Hy2MK / CGCD

MIT License
6 stars 1 forks source link

datasets #2

Open jiaolifengmi opened 3 months ago

jiaolifengmi commented 3 months ago

no datasets split code

Hy2MK commented 3 months ago

Thank you for the feedback. Could you provide a bit more details on the specific issues or areas you mentioned? Understanding the specifics will help me address your concerns more effectively.

jiaolifengmi commented 3 months ago

run python train.py \ --model resnet18 \ --dataset cub \ --alpha 32 \ --mrg 0.1 \ --lr 1e-4 \ --warm 5 \ --epochs 60 \ --batch_size 120 \

the issue('datasets/CUB200/train_o' does not exist) is appear , so may i ask how the train_o file is formed.
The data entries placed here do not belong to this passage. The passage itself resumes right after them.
PR #627, opened 2023-03-14
Make numeric DragValues logarithmic

guusw:


rust/src/shards/gui/widgets/drag_value.rs
```diff
@@ -0,0 +1,36 @@
...
+    let mut drag_value = DragValue::new(value);
+    drag_value = adjust_drag_value(&num_copy, drag_value);
+    Self { drag_value }
+  }
+
+  pub fn from_egui<Num: emath::Numeric>(value: &Num, drag_value: DragValue<'a>) -> Self {
+    Self {
+      drag_value: adjust_drag_value(value, drag_value),
+    }
+  }
```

Hy2MK commented 3 months ago

The folders, 'train_o' and 'valid_o,' are for supervised learning in the initial step. As shown in Table 2, the classes range from 0 to 160, and 80% of the samples are included.
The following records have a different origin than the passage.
PR #628, opened 2023-03-14
Guus/various

guusw:
Add shader ComposeWith to inject static variables into shader code


sinkingsugar:
@guusw coverage issue and conflicts

PR #642, opened 2023-03-23
Explicitly link ntdll when building test-gfx on Windows

Kryptos-FR:
Following changes introduced by rust-lang/rust#108262


sinkingsugar:
Not happy, rust should fix it, `ntdll` is not meant to be used directly as it's a private library...

sinkingsugar:
wow they really did it, just saw the PR.. super weird... btw it's only for GNU toolchain. so we should at least respect that.

Kryptos-FR:
> wow they really did it, just saw the PR.. super weird... btw it's only for GNU toolchain. so we should at least respect that.

No it's actually only failing for MSVC. They made it available for gnu and as a side-effect made MSVC fail in our case. Not sure why it only occurs for test-gfx but it looks like it was already included in other places when we build shards libraries.

PR #170, opened 2024-05-29
Add URL path to client URL in in Client._parse_host()

### LINKED ISSUE #113: Client fails to query resources behind reverse proxy path
The `_parse_host` method seems to be stripping off the end of URLs that Ollama may be proxied behind. For example, if I have a rule setup in Caddy/Nginx ro forward Ollama to http://localhost:8080/ollama, the client returns "http://localhost:8080", which causes all API requests to fail as the URL is technically invalid.

### LINKED ISSUE #244: Client's host doesn't work when the host is behind a proxy server
I hosted a Ollama server on a K8s using Helm Charts and I add a proxy server(APISix) for this deployment. Therefore, I can access the Ollama service via a host with path instead of using port-forwording.

For example, the url for the Ollama service is `https://MY_HOST/ollama`. I can access the Ollama API and get the response using curl:
```sh
curl https://MY_HOST/ollama/api/chat -d '{
  "model": "llama3",
  "stream": "false",
  "messages": [
    {
      "role": "user",
      "content": "who are you?"
    }
  ]
}'
```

jiaolifengmi commented 3 months ago

Could you please provide the code to generate these files. Or, users need to write a code to generate these files themselves.

Hy2MK commented 3 months ago

I'm very sorry, but due to company rules, I cannot share any additional code updates. But I'd like explain how to do it in as much detail as I can. Using 'os.walk(...)' you can get lists of folders and files. You can then select 80% of the samples (files) using 'np.random.shuffle(...)' and copy those files to a new folder named 'train_o' using 'shutil.copyfile(...)'.

Hy2MK commented 3 months ago

Did you implement code for splitting the dataset?

jiaolifengmi commented 3 months ago

Thank you very much for your feedback. I haven't implemented the code for dataset splitting yet. One problem is that when splitting the dataset, it involves the choice of seed. If you do not provide a generation code for a similar dataset, there is no way to fully reproduce the experimental results mentioned in your paper. No. Know if there is a solution for this on your side.

Hy2MK commented 3 months ago

The reported results are not based on a single performance but represent the mean over three runs. This means that the datasets we used were not singular. Therefore, the seed is not crucial.